Speaking in early May at
the
“Who ‘Owns’ Haiti?”
symposium at George Washington’s Elliot School
of International Affairs, Colin Granderson, the
head of the CARICOM-OAS Electoral Mission in
Haiti in 2010-2011 confirmed previous accounts
that the international community tried to force
then-president René Préval from power on
election day.
That the
international community had “offered” President
Préval a plane out of the country during Haiti’s
chaotic first-round election in November 2010
was first
revealed by Ricardo
Seitenfus, the former OAS Special
Representative to Haiti. Seitenfus subsequently
lost his position with the OAS, but Préval
himself soon confirmed the story,
telling author Amy
Wilentz: “‘At around noon, they
called me,’ he said in an interview at the
palace recently. ‘It’s no longer an election,’
they told me. ‘It’s a political problem. Do you
want a plane to leave?’ I don’t know how they
were going to explain my departure, but I got
rid of that problem for them by refusing to go.
I want to serve out my mandate and give the
presidency over to an elected president.”
Despite
accounts of the story from three different
high-level sources who were there, the story has
gained little international traction in the
media.
In filmmaker
Raoul Peck’s documentary “Fatal Assistance,”
Préval
revealed
that it was the head of the UN mission in Haiti
at the time, Edmond Mulet, who made the threat.

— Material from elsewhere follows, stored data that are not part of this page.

PR #1404, opened 2022-03-23
Fix empty file written in saveState

diezeldev:
Hi when you close the process during writing it will leave the auth_info_multi.json file empty. The write is not atomic so it can happen.

Now we first write to a temp file and once that's done we replace the real file with the temp file. 

This means that if the process closes we still have our original auth_info_multi.json instead of losing all credentials. It may be in an older state but at least it's not trashing the whole session entirely, we can still reconnect with an outdated json.

Reference:

https://stackoverflow.com/a/39060492/17502680
https://stackoverflow.com/a/26262644

### DIFF
--- a/src/Utils/auth-utils.ts
+++ b/src/Utils/auth-utils.ts
@@ -115,18 +115,22 @@ export const initAuthCreds = (): AuthenticationCreds => {
 /** stores the full authentication state in a single JSON file */
 export const useSingleFileAuthState = (filename: string, logger?: Logger): { state: AuthenticationState, saveState: () => void } => {
 	// require fs here so that in case "fs" is not available -- the app does not crash
-	const { readFileSync, writeFileSync, existsSync } = require('fs')
+	const { readFileSync, writeFileSync, existsSync, renameSync } = require('fs')
 	let creds: AuthenticationCreds
 	let keys: any = { }
 
 	// save the authentication state to a file
 	const saveState = () => {
 		logger && logger.trace('saving auth state')
+
+		let temporaryFilename = `${filename}.temp`
+
 		writeFileSync(
-			filename,
+			temporaryFilename,
 			// BufferJSON replacer utility saves buffers nicely
 			JSON.stringify({ creds, keys }, BufferJSON.replacer, 2)
 		)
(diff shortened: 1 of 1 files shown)


Georgiobarcelona (commented):
En qué consiste la fusión

diezeldev:
Hi @Georgiobarcelona this fusion is about `auth_info_multi.json` sometimes being `0 bytes` due to a write error. He fixes the problem.

HanzCEO:
I don't really think this should be merged.

Because, this could be implemented by users themselves.

Especially when leaving `.temp` dust file on success or failing operations.

diezeldev:
Hi @HanzCEO you confuse mv with cp. mv does not create a duplicate, that’s what cp does.

HanzCEO:
> Hi @HanzCEO you confuse mv with cp. mv does not create a duplicate, that’s what cp does.

Thanks for the clarification. But then, when your patch is interrupted by kill signal it will still leaves dust `.temp` file.

Why not listening to SIGINT? Instead of band-aiding like this?

diezeldev:
I think being able to interrupt between the write and the mv is impossible. Obviously not impossible in theory but since both files reside in the same directory on the same drive it is as instantaneous as it can be. 

Even if you were to deliberately try to interrupt the process at that point you wouldn’t be able to do that by external intervention. And then, should you be able to somehow manage to do that the file will be gone on next update, potentially seconds later so you wouldn’t even notice. 


To sum it up, it’s a play between the somewhat likely case of having your session removed compared to the unlikely case of having a duplicate file on your disk for 3 seconds until baileys restarts. I would rather have the inconvenience of a file being there for 3 seconds without me even noticing than to re-scan the new session. 


That being said I would to see your SIGINT approach, I do not know what that is.

diezeldev:
Do not stale please

paulocorcino:
So, I believe that my problems occurred when the docker instance rebooted (due memory over loads, normally I wait for this) , and the same time that Baileys updating the credentials. I created a workaround, now I do a credential backup after each load success.
But is normal now the credentials grown up during time or my approach is wrong.

diezeldev:
Do not stale please

PR #1436, opened 2022-03-30
New example added

Alhar6i:
The example extends the multi-device example by allowing users to make connections and manage multi WhatsApp numbers on the same app.


gbenmelej:
Hello. I am trying to use and got this error

image
```

Phone PhoneNo2 is using WA v2.2208.14, isLatest: true
PhoneNo2 connection update [object Object]
Phone PhoneNo1 is using WA v2.2208.14, isLatest: true
PhoneNo1 connection update [object Object]
(node:13408) UnhandledPromiseRejectionWarning: TypeError: Cannot read property 'decode' of undefined
    at Object.processHandshake (C:\Users\german\Documents\BaileysMD\Baileys\src\Utils\noise-handler.ts:119:63)
    at WebSocket.validateConnection (C:\Users\german\Documents\BaileysMD\Baileys\src\Socket\socket.ts:178:24)
    at processTicksAndRejections (internal/process/task_queues.js:95:5)
```

adiwajshing:
I don't think adding a map & calling the example function a few times can really be called "multi sessions". Don't believe this PR is adding value to the project in its current state

Alhar6i:
> I don't think adding a map & calling the example function a few times can really be called "multi sessions". Don't believe this PR is adding value to the project in its current state

You are right, It was a wrong description of the function provided.
However, I just tried to share my experience with people who might be interested in that.
I respect your decision and believe that you might see something we don't.

Fonnte:
any drawback using this method @Alhar6i ?

Alhar6i:
> any drawback using this method @Alhar6i ?

@Fonnte I haven't made any investigation yet.  in the next two week I might be able to do an experimental test using at least 20 account.
I'll try to write my feedback here.

gbenmelej:
Today I try to use this method with 6 lines
With 2 lines it has worked perfectly, thanks!

Alhar6i:
> Today I try to use this method with 6 lines With 2 lines it has worked perfectly, thanks!

Thank you, good to hear that.

PR #1439, opened 2022-03-31
chore: Bump macOS version

burstfreeze:
The current version in Baileys is about 2 years old. We should bump this before they lock out old OS versions.


kaatt:
The version is extracted from `navigator.userAgent`, which is still `Mozilla/5.0 (Macintosh; Intel Mac OS X 10_15_7) AppleWebKit/537.36 (KHTML, like Gecko) Chrome/100.0.4896.60 Safari/537.36` (10.15.7)

Chrome has decided not to update the User-Agent. So Baileys behavior would be incorrect after merging this.

burstfreeze:
@kaatt you are correct, thank you for sharing. The background is pretty interesting https://chromestatus.com/feature/5452592194781184, apparently websites aren't prepared for a prefix of `11` so a hacky workaround is to have the increments capped.

PR #1444, opened 2022-04-01
fix: No message present in quoted media on downloadMediaMessage

viniciusgdr:


HanzCEO:
Hello, your changes break backward compatibility by changing the function argument type.
Also, i don't think your changes fixes the problem.

viniciusgdr:
> Hello, your changes break backward compatibility by changing the function argument type. Also, i don't think your changes fixes the problem.

Really, but I don't know if you noticed, but when you want to download the mention of the message instead of the body of the message, it returns the error "No Message Present". In this instead of passing the "WAMessage" passes the "WAMessageContent" directly

HanzCEO:
With your solution, this doesn't work and create incompatibility
image

"No message present" occurred when any of the if statements in [this function](https://github.com/adiwajshing/Baileys/blob/5aa64f2c3967a89d22ae41c9db0c654e9a394da7/src/Utils/messages.ts#L485) is not matched. Perhaps, if possible, you can add one if condition to process regular message (not template message as implemented there)

viniciusgdr:
> With your solution, this doesn't work and create incompatibility image
> 
> "No message present" occurred when any of the if statements in [this function](https://github.com/adiwajshing/Baileys/blob/5aa64f2c3967a89d22ae41c9db0c654e9a394da7/src/Utils/messages.ts#L485) is not matched. Perhaps, if possible, you can add one if condition to process regular message (not template message as implemented there)

Understandable, I'll be closing PR provisionally and fixing it soon.

PR #1505, opened 2022-04-18
Fix null reference in remoteJid for ack READ

jeferssonlemes:
I noticed that when it's an ack read, the lib always returns the remoteJid as null, I debugged it for a long time in order to understand and I saw that the message arrives with the following structure:
```
{
  tag: "receipt",
  attrs: {
    from: "55xxxxxxxxxx:20@s.whatsapp.net",
    type: "read",
    id: "BAE54B1A91F891A7",
    participant: "55yyyyyyyyyyy@s.whatsapp.net",
    t: "1650305681",
  },
  content: null,
}
```

I don't know if this is the right fix, but I also know that I can't change it there in the **areJidsSameUser**.
Anyway, to simulate it, just test when it returns the read status of the message.


jeferssonlemes:
I noticed that after I merged into the last version, some things are weird regarding the ack, I'll investigate.

PR #1539, opened 2022-04-26
fix: `undefined` on unpin action

burstfreeze:
If you pin a chat, the event gives us a timestamp.

If you unpin a chat while Baileys is running, the `captureEventStream` will just say

`"chats.update","data":[{"id":"12345@s.whatsapp.net"}]}` without any information on the pin which is bad 😅

And the `chats.update` isn't helpful either because it just says `undefined` for the pin. This PR makes the event look like the following in the `captureEventStream`:

`"chats.update","data":[{"id":"12345@s.whatsapp.net","pin":false}]}`

so we can reliably obtain `pin` updates again.


adiwajshing:
So, the "undefined" was intentional -- if you want to print it out -- "null" may be a better option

(Seitenfus recently offered his recollection of
discussions with Mulet and other high-level
officials that day in an
exclusive interview
with CEPR and freelance Georgianne Nienaber.)
For his part, Mulet categorically denied the
event,
telling Catherine
Porter of the Toronto Star: “I never
said that, he never answered that,” Mulet told
the Star when asked about Préval’s allegation.
“I was worried if he didn’t stop the fraud and
rioting, a revolution would force him to leave.
I didn’t have the capability, the power or the
interest of putting him on a plane.”
The election,
plagued by record-low turnout, problems with
voter registration and
massive irregularities,
was in doubt on election day when, around noon,
12 of 18 presidential candidates held a press
conference calling for the election to be
cancelled. Speaking at last month’s symposium,
Granderson discussed what happened next:
“The
international community intervened, working with
representatives of the private sector, and
managed to get two of the candidates to reverse
themselves, to renege on their commitment, and
this rescued the electoral process. But what I
think was most unsettling, was that following
this attempt to have these elections cancelled,
was the intervention of certain members of the
international community basically calling on
President Préval to step down.”
This wouldn’t
be the end of the international community’s
intervention in the electoral process. After
first-round results were announced showing
Mirlande Manigat and Préval’s successor Jude
Célestin moving on to the second round, a team
from the OAS was brought in to analyze the
results. Despite having
no statistical evidence,
and instead of cancelling the elections, the OAS
team overturned the first round results,
replacing Célestin in the second round with
Michel Martelly. Seitenfus has described in
detail how this intervention was carried out, in
his
recent interview
with CEPR and in his forthcoming book,
International Crossroads and Failures in Haiti.